In 1883, for example, the association’s
secretary reported that he had written to all the town clubs relative to altering the rules relating to the use of the crossbar and pushing, and had received replies from the whole of them, it being agreed by 136 members to 91 to keep the rules as at present.
In 1884, the Tasmania delegates to the intercolonial rules conference held in Melbourne argued for the installation of the crossbar in all colonies. According to the Mercury 13 May 1884, he was defeated by 9 votes to 6!

The second point relates to the idea of what game the participants thought they were playing. Had they adopted “a game of their own”? Were they reluctantly playing a Victorian intercolonial imposition? Did they care one way or the other? It’s hard enough to get the facts right never mind work out what was in the participants’ heads – though perhaps the following report gives us some idea.

At the end of the 1879 season a celebratory dinner was held in Hobart on 27 September. The footballers had settled most of their differences and unbeknownst to them were at the beginning of a long historical thread that continues today. The Mercury reports a number of speeches given that night:
Mr.

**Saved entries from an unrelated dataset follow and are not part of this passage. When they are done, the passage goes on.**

PR #1096, opened 2021-12-02
rsocket: fix raccept can't handle disconnected cm event 

raygift:
Application requires that nonblocking accept calls progress without
application intervention, similar to the connect calls.

So reuse existing connect_svc, add new rsocket returned by rs_accept()
to the connect_svc. Because connect service monitors the rsocket continuously,
so cm event such like RDMA_CM_EVENT_DISCONNECTED can be handled during
rsocket being polled in rpoll. This prevent server's acceptor be waiting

GIBLIN proposed the toast of the evening, “Success to the Tasmanian Football Association.” (Loud and prolonged cheers.) There was not the least doubt that the game of football had taken such a hold of the young men of Hobart Town that season such as none of them could remember before. (Hear, hear.) It was a grand winter game. Many of them loved cricket with an intense love, but in our climate cricket could not be played all the year round, and there was no game to be compared to the manly old English game of football. (Cheers.)
Giblin, it seems, was fairly confident about the nature of the game in which they were participants. The response suggests others agreed.